§ Records to process:
------------------------------------------------------------

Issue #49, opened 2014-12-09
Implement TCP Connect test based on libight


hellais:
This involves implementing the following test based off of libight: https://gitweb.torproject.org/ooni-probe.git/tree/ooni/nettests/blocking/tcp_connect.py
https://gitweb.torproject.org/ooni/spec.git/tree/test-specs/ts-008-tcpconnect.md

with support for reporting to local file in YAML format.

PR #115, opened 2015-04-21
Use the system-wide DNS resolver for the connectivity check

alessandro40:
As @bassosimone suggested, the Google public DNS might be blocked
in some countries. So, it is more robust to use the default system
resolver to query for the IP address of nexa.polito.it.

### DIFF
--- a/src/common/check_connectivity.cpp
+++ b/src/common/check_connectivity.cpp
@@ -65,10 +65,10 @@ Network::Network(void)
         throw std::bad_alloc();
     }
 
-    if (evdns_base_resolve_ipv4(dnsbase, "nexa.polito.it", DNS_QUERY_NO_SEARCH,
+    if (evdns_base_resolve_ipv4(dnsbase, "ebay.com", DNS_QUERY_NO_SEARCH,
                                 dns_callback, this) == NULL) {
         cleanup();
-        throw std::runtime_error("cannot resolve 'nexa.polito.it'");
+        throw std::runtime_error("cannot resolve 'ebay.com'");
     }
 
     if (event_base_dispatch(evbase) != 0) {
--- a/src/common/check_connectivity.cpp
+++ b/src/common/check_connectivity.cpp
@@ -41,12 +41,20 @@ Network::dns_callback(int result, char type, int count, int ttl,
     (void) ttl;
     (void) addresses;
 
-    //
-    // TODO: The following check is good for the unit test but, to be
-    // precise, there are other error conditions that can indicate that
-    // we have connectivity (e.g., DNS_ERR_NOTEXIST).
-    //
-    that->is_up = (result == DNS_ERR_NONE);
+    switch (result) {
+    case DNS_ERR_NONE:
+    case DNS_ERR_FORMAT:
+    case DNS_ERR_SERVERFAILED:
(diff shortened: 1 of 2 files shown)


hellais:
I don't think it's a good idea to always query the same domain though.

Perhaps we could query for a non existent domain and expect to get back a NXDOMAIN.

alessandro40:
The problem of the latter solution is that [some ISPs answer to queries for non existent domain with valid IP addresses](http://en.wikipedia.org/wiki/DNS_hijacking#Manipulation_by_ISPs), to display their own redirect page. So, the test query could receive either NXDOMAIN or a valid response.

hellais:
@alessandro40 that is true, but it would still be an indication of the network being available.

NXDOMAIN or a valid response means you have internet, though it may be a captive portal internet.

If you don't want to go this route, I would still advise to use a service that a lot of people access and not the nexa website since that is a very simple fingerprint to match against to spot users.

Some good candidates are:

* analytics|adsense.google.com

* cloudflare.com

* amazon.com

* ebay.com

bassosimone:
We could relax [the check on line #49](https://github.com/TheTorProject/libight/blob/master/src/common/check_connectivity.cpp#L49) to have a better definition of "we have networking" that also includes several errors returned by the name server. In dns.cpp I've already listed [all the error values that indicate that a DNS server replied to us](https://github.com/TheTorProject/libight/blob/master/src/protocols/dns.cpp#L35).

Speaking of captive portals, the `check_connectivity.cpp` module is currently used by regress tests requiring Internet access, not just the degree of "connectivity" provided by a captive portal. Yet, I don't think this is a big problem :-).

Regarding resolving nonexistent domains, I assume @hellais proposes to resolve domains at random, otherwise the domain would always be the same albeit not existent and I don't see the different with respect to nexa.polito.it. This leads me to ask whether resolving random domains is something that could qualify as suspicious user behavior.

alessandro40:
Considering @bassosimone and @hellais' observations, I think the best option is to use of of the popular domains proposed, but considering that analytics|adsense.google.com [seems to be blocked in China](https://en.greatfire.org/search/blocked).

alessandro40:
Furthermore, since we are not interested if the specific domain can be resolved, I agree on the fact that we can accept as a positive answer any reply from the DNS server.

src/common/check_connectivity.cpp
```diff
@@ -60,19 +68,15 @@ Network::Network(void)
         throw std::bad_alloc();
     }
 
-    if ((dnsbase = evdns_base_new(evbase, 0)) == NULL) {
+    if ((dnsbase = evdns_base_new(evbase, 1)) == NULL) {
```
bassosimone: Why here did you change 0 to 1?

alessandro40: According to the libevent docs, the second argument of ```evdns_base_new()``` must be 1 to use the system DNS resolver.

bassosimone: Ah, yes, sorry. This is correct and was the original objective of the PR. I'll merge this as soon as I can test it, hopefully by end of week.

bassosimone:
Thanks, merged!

------------------------------------------------------------

§ Exercise instructions: Across all the records above, find each line with "evbase" in it and copy it.

§ Answer box:
     if (event_base_dispatch(evbase) != 0) {
-    if ((dnsbase = evdns_base_new(evbase, 0)) == NULL) {
+    if ((dnsbase = evdns_base_new(evbase, 1)) == NULL) {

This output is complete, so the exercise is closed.